Make the process visible, not just the output
When someone presents work that's clearly stronger, don't just say "nice deck", ask them to show the team how they got there. What did they feed into AI? What prompts did they use? What did they change after? The fastest way to close the fluency gap is letting your best people show their working. One five-minute demo in a team meeting does more than a training programme.
Screen for it when you hire
Everyone says they use AI. Give them a live task in the interview, a real brief, 30 minutes any AI tool they want. You'll see immediately who knows how to think with it and who just knows how to type into it.
And if you're a leader, go first. You can't assess what you don't understand.
Where to start this week
If you've mostly used AI for writing, here's what I'd open today:
- For strategy stress-testing: Claude or ChatGPT Pro.
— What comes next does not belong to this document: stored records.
PR #8559, opened 2020-03-18
Work towards following imports in mypy daemon

JukkaL:
This implements some basic use cases, such as adding files, removing files,
and basic package support.

The implementation is separate from what is used for coarse-grained 
incremental mode, since it seemed too difficult (and risky) to try to
merge them.

Many special cases are not handled correctly yet, and code is in need of some
cleanup. Some functionality is still missing.

Following imports is only enabled in tests for now. I'll enable the feature 
generally after it's more fully implemented.


mypy/server/update.py
```diff
@@ -1108,3 +1109,51 @@ def target_from_node(module: str,
...
+    that 'a.b' is not a module but a regular name.
+
+    This is only relevant when following imports normally.
+
+    Args:
+        module: target package in which to look for submodules
+        path: path of the module
+    """
+    # TODO: Windows paths
+    if path is None or not path.endswith('/__init__.py'):
```
ethanhs:
```suggestion
    if path is None or not path.endswith(os.sep + '__init__.py'):
```

mypy/dmypy_server.py
```diff
@@ -486,8 +513,179 @@ def fine_grained_increment(self,
...
+        for module_id, state in graph.items():
+            refresh_suppressed_submodules(module_id, state.path, fine_grained_manager.deps, graph,
+                                          self.fscache)
+
+        # There may be new files that became available, currently treated as
+        # suppressed imports. Process them.
+        seen_suppressed = set()  # type: Set[str]
+        while True:
+            # TODO: Merge seen and seen_suppressed?
+            new_suppressed, seen_suppressed = self.find_added_suppressed(
```
msullivan: This isn't really `new_suppressed`, right? This is stuff that is becoming *un*suppressed?

mypy/server/update.py
```diff
@@ -1108,3 +1109,51 @@ def target_from_node(module: str,
...
+        module: str,
+        path: Optional[str],
+        deps: Dict[str, Set[str]],
+        graph: Graph,
+        fscache: FileSystemCache) -> None:
+    """Look for submodules that are now suppressed in target package.
+
+    If a submodule a.b gets added, we need to mark it as suppressed
+    in modules that contain "from a import b". Previously we assumed
+    that 'a.b' is not a module but a regular name.
```
msullivan: Why does it need to be marked suppressed? We want it to be a real dep, right? Is this just an implementation artifact of how this is handled in a loop of processing suppressed imports?

mypy/server/update.py
```diff
@@ -1108,3 +1109,51 @@ def target_from_node(module: str,
...
+
+    Args:
+        module: target package in which to look for submodules
+        path: path of the module
+    """
+    # TODO: Windows paths
+    if path is None or not path.endswith(os.sep + '__init__.py'):
+        # Only packages have submodules.
+        return
+    # Find and submodules present in the directory.
```
msullivan: and -> any

mypy/server/update.py
```diff
@@ -1108,3 +1109,51 @@ def target_from_node(module: str,
...
+        if (not fnam.endswith(('.py', '.pyi'))
+                or fnam.startswith("__init__.")
+                or fnam.count('.') != 1):
+            continue
+        shortname = fnam.split('.')[0]
+        submodule = module + '.' + shortname
+        trigger = make_trigger(submodule)
+        if trigger in deps:
+            for dep in deps[trigger]:
+                # TODO: <...> deps, imports in functions, etc.
```
msullivan: Do we think this approach will scale to handling this stuff?

mypy/dmypy_server.py
```diff
@@ -361,8 +361,12 @@ def cmd_recheck(self,
         t1 = time.time()
         manager = self.fine_grained_manager.manager
         manager.log("fine-grained increment: cmd_recheck: {:.3f}s".format(t1 - t0))
-        res = self.fine_grained_increment(sources, is_tty, terminal_width,
-                                          remove, update)
+        if self.options.follow_imports != 'normal':
```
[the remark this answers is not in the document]
JukkaL: I'm not yet sure whether it's worth supporting silent imports at this point. The function is a good idea.

mypy/dmypy_server.py
```diff
@@ -486,8 +513,179 @@ def fine_grained_increment(self,
...
+                assert nxt.path is not None  # TODO
+                changed.append((nxt.module, nxt.path))
+            elif nxt.module in graph:
+                state = graph[nxt.module]
+                for dep in state.dependencies:
+                    if dep not in seen:
+                        seen.add(dep)
+                        worklist.append(BuildSource(graph[dep].path,
+                                                    graph[dep].id))
+        return seen, changed, [], new_files
```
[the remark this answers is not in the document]
JukkaL: Yeah, I'll fix it.

mypy/dmypy_server.py
```diff
@@ -486,8 +513,179 @@ def fine_grained_increment(self,
...
+                                                       List[Tuple[str, str]],
+                                                       List[BuildSource]]:
+        """Follow imports within graph from given sources.
+
+        Args:
+            sources: roots of modules to search
+            graph: module graph to use for the search
+            seen: modules we've seen before (that won't be visited)
+            changed_paths: which paths have changed (stop search here and return any found)
+            sources_set: set of sources (TODO: relationship with seen)
```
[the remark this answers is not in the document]
JukkaL: I'll clean it up in a follow-up PR.

mypy/server/update.py
JukkaL: I hope so, with some further optimizations perhaps. Following imports might not be very performant for code bases with more than (say) 500 kLOC, but even if that's the case, it would still probably be fine for a significant majority of users. Users with very large codebases can continue to disable following imports, and we just need to document this clearly.

 It sure would be better to have this perform well with large code bases, but I'm not sure how much extra work that would take.

mypy/server/update.py
JukkaL: This just arguably makes the logic a bit simpler, as these can be handled via the same code as "real" suppressed modules. If this turns out to be bad for performance, for example, we could turn these into real deps and process these separately.

mypy/dmypy_server.py
```diff
@@ -486,8 +513,179 @@ def fine_grained_increment(self,
...
+        changed_paths = self.fswatcher.find_changed()
+
+        assert self.fine_grained_manager is not None
+        fine_grained_manager = self.fine_grained_manager
+        graph = fine_grained_manager.graph
+        manager = fine_grained_manager.manager
+
+        orig_modules = list(graph.keys())
+
+        self.update_sources(sources)
```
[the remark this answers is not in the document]
JukkaL: Not sure. I'll add a TODO comment about these.

mypy/dmypy_server.py
JukkaL: Yes, this is confusing. I'll rename the variable.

Give it your full campaign brief and say "act as my toughest board member." Both are strong here. Claude tends to be more structured in its pushback. ChatGPT is faster for quick back-and-forth.
- For cross-data analysis: ChatGPT with Advanced Data Analysis (upload your CSVs directly) or Claude with file uploads. Feed it your campaign performance data next to your customer feedback. Ask it to find what you're missing. No code needed.
- For competitive intelligence: Perplexity. It searches live sources and cites them. Ask it what your competitors launched this quarter and how the market responded. Better than a Google rabbit hole.
- For connecting AI to your actual systems: Look at Zapier AI or n8n to connect your CRM, ad platforms, and support tools to an AI layer. This is where it stops being a chatbot and starts being infrastructure.
These recommendations will change in three months. The point isn't the specific tools, it's building the habit of reaching for AI before you reach for a meeting.
The gap of AI use, between the team stress-testing strategy and the team writing headlines, doesn't close on its own, it compounds quietly until it shows up in the only place that matters: the numbers. Same market, same budget, different speed. You now know what the gap looks like and where to find it. The only question is whether you'll go look.